1. he is assy to assume you aren't in academia because of your writing on the blog. he assumes blog writing is the same as academic - bad assumption. but also just assy to use ad hominem to claim, IL is wrong because he's motivated by sour grapes, not legit argument.
2. true, academic journals cost more because they have a much smaller market than newspapers, etc. also have totally different business model. mags and newspapers make money off advertisements, selling the data of subscribers, etc.
3. he seems to have ignored the fact that you noted that, in the US, you have experienced much more open access to academic journals. so, you seem to be complaining about s. africa's policies. yes?
4. but then, if that's so, then it's not a generic quality of University, but one specific to South Africa. My experience in the states is that it is ridiculously easy to get any obscure book or journal article you want. Librarians bend over backward and almost always LOVE the ordinary citizen who uses their services, especially to get weirdo books out that depart from the usual fare of historical romances and mystery/spy novels.
The Google tells me there is interlibrary loan in SA. Is it different there?
I realize it is a bit more difficult, instant gratification for reading material is a bit of a problem, but every library I've ever used in NY, FL, VT, PA, and VA has bent over backward to get me books and even copies of articles from obscure journals, as well as dissertation chapters. If I could find it in their database, they helped me.
In fact, recently R wanted a book no one could find in any of the consortium member libraries. So, they offered to buy it so he could read it. I shit you not. it was the most obscure book about something on the order of how to live life off the grid or something.
I also had a gig once, research for a famous lefty author. I did everything via interlib loan. She'd give me a list of refs, I'd hunt the material down via interlibrary loan.
all library systems I've used in the u.s. say they may change you for services to photocopy journal articles, btw, but I've never had any of them charge me back when they actually had to send you a copy. These days, they just send it electronically and you pay for the copies at their machines.
University privileges to community members varies. I was surprised to learn on the old Bad Subjects list that California state libraries charge. I was used to NY. In NY, it was completely easy to get books out. contrary to ProA's worries, sometimes as a local/townie borrower, I'd get books out repeatedly and find I was the only person to ever check a book out at all. so, not likely that townie/local borrowers are going to ruin the access of students/researchers/professors! (This was back in the day when you had a paper record of who the book had been checked out to.)

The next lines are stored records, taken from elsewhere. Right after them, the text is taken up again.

PR #938, opened 2023-08-22
feat: backend monitor shutdown endpoint, process based

dave-gray101:
This PR adds a new endpoint to the backend monitor section `/backend/shutdown` which terminates the grpc process for the related model.

### DIFF
--- a/pkg/model/loader.go
+++ b/pkg/model/loader.go
@@ -128,6 +128,17 @@ func (ml *ModelLoader) LoadModel(modelName string, loader func(string, string) (
 	return model, nil
 }
 
+func (ml *ModelLoader) UnloadModel(modelName string) error {
+	ml.mu.Lock()
+	defer ml.mu.Unlock()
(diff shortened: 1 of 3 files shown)


pkg/model/loader.go
```diff
@@ -128,6 +128,17 @@ func (ml *ModelLoader) LoadModel(modelName string, loader func(string, string) (
...
 }
 
+func (ml *ModelLoader) UnloadModel(modelName string) error {
+	ml.mu.Lock()
+	defer ml.mu.Unlock()
+	if _, ok := ml.models[modelName]; !ok {
+		return fmt.Errorf("model %s not found", modelName)
+	}
+
+	delete(ml.models, modelName)
```
mudler, line 138: this is a repetition, its already handled here: https://github.com/go-skynet/LocalAI/blob/f143a32e5b14f980c65f1f4f0cbb200b82bb6412/pkg/model/process.go#L36

mudler (approved):
looking good :+1:

PR #942, opened 2023-08-22
initial draft of an importable Insomnia profile for developers

dave-gray101:
This is a starting point for developers to easily import a collection of requests to hit LocalAI. Insomnia was chosen as it's open source, has a graphical user interface for users desiring that, and has the ability to easily export requests as cURL commands for our documentation site.


mudler (approved):
nice addition , thanks @dave-gray101 !

PR #943, opened 2023-08-22
feat: bump llama.cpp, add gguf support

mudler:
**Description**

This PR syncs up the `llama` backend to use `gguf` (https://github.com/go-skynet/go-llama.cpp/pull/180). It also adds `llama-stable` to the targets so we can still load ggml. It adapts the current tests to use the `llama-backend` for ggml and uses a `gguf` model to run tests on the new backend.

In order to consume the new version of go-llama.cpp, it also bump go to 1.21 (images, pipelines, etc)


mudler:
let's see how it goes!

PR #946, opened 2023-08-23
feat: unresolved sha256 from gallery

dave-gray101:
This PR implements the ability for the model gallery applier to fetch the SHA256 information for a model when the user requests it, if that information isn't available at the time that the gallery file is created.

Unfortunately, the HuggingFace scraper started running into HTTP throttling issues back on August 5th - since then, our gallery has not really been receiving proper updates. I'm adding some throttling there, but the single biggest source of requests for the gallery job is the per-file HTTP request to determine the SHA256 hash. Rather than abandon this useful feature entirely, the gallery will no longer retrieve these hashes up front - but instead ship the relevant info down to the the LocalAI gallery applier itself. This will require an extra HTTP roundtrip for our users, but it's worth it to keep the gallery updating!

The model gallery side fix for this is already in testing locally, but requires this PR to be merged first, since the datastructures live within LocalAI packages.


dave-gray101:
Closing PR - 

This was a temporary solution while I worked on a better fix for the model gallery scraper. Since we never deployed the temporary unresolvedSha256 gallery, this PR is no longer required. Can always dig it back up if we require.

PR #991, opened 2023-09-01
feat: Model Gallery Endpoint Refactor / Mutable Galleries Endpoints

dave-gray101:
refactor for model gallery endpoints - bundle up resources into a struct, make galleries mutable with some crud endpoints. This is groundwork required for making efficient use of the new scraper  - while that PR isn't _quite_ ready yet, the goal is to have more, individually smaller gallery files. Therefore, rather than requiring a full localai service restart, these new endpoints have been added to make life easier.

NY university system (public) is also very generous to townies. If you live in the area, you can check out books and make copies of journal articles, and use their interlibrary loan services.
When I taught for state uni system in Florida, I had to pay $50 for alibrary card to have access. Townies/locals had to pay. Casual labor had to pay.
Virginia: have to pay unless you work in one of the consortium institutions. You can become an individual member of Friends of the Library for $35/yr which entitles you to books.
Good grief, this is not EXACTLY on topic, but some dude, ProAcademica, has just ripped me the proverbial new one. See the comment section
I write intermittently on this space; the comments sometimes drive me nuts. I try to be provocative sometimes, but can't believe that people can be so malicious. Maybe I am just naive.
Feel free to comment.
There is something terribly wrong about peer-reviewed scholarship and about academic publishing in general. It resembles an exclusive club of knowledge production where new knowledge is circulated among an elite group of scholars who confirm each others prejudices and biases and then pat each other on the back. In some ways, once new knowledge is produced it tends to be withheld from the general public.